(Input material begins)

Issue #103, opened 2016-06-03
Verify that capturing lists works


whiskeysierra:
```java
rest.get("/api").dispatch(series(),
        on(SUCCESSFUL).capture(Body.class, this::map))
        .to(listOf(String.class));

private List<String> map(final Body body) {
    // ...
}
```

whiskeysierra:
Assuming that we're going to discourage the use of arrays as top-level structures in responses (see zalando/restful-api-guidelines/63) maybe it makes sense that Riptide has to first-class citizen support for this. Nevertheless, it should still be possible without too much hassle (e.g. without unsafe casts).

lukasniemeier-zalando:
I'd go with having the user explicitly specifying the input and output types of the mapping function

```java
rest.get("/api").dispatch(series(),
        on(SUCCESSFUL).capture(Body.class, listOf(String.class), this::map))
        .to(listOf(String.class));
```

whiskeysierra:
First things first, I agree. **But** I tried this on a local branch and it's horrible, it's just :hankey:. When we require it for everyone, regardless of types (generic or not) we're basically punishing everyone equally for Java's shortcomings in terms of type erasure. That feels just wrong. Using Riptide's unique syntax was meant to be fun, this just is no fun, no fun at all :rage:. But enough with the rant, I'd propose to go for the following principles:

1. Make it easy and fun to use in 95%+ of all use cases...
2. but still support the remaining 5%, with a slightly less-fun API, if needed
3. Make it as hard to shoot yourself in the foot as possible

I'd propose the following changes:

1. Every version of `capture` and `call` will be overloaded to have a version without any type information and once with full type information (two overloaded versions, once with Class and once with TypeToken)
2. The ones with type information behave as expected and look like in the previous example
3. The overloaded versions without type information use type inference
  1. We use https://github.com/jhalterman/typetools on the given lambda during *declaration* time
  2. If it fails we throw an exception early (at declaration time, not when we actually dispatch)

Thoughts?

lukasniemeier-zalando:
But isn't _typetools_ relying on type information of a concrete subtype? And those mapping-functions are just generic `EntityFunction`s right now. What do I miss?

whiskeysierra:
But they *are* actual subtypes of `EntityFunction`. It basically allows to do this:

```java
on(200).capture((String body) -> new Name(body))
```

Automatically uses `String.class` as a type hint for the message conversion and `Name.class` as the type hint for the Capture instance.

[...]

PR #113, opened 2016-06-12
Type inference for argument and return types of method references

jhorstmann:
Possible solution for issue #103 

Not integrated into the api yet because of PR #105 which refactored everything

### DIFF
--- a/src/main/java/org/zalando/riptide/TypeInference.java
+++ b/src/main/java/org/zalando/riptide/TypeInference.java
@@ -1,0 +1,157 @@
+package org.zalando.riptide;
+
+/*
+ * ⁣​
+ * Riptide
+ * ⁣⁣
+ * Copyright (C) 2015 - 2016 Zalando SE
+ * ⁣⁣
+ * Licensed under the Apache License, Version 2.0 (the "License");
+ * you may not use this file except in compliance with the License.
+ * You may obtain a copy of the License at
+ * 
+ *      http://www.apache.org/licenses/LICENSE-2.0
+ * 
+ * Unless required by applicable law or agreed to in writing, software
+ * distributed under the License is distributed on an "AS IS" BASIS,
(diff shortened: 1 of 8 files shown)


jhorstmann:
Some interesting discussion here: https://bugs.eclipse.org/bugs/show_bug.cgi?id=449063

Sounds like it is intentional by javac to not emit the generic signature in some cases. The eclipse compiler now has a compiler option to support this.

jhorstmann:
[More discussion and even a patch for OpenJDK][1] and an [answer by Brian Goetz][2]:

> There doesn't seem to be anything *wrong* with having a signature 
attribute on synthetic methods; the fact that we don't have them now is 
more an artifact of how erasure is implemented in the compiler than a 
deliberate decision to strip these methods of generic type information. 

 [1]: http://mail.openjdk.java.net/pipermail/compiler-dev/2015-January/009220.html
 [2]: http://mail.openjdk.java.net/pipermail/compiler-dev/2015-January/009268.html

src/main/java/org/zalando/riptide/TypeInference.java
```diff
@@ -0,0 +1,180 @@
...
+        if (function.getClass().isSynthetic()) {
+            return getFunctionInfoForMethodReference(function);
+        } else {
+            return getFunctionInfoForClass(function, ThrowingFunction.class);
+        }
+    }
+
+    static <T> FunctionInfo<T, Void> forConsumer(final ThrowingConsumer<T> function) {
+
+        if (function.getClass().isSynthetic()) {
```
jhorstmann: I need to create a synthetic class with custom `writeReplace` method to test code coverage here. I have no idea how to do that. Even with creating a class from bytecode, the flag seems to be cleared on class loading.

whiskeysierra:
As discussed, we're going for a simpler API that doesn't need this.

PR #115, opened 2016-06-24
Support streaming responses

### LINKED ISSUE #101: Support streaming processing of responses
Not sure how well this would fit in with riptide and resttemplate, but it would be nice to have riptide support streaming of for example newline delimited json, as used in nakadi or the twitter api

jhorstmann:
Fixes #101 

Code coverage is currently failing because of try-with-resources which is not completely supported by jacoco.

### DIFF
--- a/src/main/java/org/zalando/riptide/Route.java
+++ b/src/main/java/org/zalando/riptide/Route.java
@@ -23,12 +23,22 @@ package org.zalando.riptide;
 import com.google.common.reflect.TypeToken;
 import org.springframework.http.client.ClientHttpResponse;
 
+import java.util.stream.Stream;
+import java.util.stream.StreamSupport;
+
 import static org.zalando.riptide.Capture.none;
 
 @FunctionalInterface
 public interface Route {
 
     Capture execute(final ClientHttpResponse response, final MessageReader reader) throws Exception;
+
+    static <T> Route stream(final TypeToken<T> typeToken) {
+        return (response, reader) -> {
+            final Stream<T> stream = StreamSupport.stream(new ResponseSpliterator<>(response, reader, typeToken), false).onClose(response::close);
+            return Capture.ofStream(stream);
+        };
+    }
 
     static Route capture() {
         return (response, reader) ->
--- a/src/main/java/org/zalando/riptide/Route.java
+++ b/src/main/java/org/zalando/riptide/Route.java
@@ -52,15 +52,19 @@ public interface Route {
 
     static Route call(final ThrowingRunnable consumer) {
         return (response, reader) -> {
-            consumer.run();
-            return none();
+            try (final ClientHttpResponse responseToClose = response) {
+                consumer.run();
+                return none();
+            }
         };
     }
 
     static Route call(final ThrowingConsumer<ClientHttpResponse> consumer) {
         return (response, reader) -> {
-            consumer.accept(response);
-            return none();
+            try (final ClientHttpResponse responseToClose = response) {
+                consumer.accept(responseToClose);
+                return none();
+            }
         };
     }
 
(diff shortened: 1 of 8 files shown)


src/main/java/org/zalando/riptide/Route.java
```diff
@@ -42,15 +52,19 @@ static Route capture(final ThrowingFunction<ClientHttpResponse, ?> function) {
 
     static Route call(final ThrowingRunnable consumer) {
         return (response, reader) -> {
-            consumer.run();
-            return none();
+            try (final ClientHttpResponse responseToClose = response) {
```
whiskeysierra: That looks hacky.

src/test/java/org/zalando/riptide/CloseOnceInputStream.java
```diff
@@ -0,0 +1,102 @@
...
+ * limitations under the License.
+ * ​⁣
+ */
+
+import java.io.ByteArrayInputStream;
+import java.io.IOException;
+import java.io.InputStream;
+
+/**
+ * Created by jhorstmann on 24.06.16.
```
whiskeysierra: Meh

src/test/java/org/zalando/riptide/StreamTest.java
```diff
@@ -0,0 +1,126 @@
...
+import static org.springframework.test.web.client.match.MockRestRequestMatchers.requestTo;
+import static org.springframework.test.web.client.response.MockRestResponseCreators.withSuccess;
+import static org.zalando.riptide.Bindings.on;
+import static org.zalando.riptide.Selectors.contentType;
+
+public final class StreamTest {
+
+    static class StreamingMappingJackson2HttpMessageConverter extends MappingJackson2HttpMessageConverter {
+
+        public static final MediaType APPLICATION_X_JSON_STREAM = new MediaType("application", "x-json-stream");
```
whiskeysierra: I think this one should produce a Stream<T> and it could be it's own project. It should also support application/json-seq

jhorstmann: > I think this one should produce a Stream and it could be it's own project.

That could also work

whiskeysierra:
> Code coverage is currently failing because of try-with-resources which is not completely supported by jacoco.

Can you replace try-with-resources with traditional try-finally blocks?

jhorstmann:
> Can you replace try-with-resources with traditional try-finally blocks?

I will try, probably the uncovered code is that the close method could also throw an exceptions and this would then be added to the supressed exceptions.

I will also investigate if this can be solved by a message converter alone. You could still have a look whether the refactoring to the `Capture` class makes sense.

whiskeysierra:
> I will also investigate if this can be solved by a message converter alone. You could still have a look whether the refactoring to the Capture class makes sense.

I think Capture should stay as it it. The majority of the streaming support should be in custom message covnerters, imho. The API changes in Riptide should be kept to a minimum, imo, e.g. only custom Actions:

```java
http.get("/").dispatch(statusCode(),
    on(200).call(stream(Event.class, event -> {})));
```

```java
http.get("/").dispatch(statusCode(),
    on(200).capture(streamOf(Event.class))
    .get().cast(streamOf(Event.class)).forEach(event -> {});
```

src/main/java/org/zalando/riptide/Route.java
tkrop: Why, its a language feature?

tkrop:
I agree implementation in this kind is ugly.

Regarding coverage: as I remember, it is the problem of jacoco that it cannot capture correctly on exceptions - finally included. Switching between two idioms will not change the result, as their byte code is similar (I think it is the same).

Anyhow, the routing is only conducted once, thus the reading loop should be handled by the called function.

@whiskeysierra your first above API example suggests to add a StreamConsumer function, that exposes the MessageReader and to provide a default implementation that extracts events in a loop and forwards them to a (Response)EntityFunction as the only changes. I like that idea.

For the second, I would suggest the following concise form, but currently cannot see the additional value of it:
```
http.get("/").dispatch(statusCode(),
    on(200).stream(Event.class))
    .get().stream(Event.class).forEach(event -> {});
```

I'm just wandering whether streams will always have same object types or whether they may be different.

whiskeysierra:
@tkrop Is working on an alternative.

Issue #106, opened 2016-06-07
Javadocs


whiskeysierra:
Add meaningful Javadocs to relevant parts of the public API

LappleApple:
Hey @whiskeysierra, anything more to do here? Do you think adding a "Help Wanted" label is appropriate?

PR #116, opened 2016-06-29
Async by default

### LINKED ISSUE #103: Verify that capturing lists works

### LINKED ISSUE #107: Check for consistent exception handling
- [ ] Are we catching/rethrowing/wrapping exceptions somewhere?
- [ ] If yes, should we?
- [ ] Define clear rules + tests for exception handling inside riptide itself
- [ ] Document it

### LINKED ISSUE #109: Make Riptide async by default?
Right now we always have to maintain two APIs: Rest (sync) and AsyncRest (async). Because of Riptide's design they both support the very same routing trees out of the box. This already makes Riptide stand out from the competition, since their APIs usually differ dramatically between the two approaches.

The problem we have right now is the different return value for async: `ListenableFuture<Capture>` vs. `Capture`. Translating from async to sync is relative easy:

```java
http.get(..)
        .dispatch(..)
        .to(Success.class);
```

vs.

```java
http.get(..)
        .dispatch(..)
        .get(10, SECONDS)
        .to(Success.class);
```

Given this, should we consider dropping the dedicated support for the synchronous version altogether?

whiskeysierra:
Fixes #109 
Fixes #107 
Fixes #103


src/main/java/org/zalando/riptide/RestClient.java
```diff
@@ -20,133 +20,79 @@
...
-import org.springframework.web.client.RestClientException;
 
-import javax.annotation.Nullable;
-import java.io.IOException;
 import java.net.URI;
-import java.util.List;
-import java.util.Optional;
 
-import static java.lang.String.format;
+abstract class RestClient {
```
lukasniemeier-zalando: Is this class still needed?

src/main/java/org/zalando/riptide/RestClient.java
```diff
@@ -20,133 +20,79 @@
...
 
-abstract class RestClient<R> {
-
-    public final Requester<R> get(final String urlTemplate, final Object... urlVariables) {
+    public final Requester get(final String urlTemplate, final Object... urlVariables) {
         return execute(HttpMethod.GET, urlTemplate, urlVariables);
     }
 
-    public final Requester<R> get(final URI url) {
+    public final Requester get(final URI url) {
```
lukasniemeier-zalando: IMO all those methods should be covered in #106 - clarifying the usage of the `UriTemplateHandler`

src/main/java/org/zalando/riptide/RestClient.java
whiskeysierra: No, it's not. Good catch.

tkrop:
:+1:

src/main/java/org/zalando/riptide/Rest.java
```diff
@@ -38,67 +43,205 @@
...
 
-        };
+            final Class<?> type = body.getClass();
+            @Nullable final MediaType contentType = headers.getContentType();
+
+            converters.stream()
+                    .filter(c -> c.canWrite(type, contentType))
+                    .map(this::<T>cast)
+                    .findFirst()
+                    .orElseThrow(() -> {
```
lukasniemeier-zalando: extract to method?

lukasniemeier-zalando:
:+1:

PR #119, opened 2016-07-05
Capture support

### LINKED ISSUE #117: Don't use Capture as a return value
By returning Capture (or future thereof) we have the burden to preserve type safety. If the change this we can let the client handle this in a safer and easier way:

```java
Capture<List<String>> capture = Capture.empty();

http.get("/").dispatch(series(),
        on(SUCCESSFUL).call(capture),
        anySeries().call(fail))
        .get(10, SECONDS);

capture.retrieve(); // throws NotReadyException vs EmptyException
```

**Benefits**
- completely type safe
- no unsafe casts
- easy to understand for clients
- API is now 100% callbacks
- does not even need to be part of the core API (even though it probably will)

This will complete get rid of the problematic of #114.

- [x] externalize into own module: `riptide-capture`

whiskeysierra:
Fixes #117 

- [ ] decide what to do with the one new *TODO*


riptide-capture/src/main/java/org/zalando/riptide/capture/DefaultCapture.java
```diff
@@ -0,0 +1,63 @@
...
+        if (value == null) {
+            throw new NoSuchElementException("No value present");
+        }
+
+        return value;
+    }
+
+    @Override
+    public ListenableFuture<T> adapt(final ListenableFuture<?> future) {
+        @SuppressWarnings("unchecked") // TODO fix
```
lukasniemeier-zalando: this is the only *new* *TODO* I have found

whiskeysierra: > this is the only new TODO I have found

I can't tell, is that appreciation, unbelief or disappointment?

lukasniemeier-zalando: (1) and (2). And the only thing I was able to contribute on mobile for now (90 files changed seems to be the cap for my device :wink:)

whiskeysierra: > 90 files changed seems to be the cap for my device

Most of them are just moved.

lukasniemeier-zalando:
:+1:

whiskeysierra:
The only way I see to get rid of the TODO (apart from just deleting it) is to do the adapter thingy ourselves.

(Input material ends)

-- The task --
Retrieve every line above holding the word "Name".

-- Output for this exercise --
on(200).capture((String body) -> new Name(body))
Automatically uses `String.class` as a type hint for the message conversion and `Name.class` as the type hint for the Capture instance.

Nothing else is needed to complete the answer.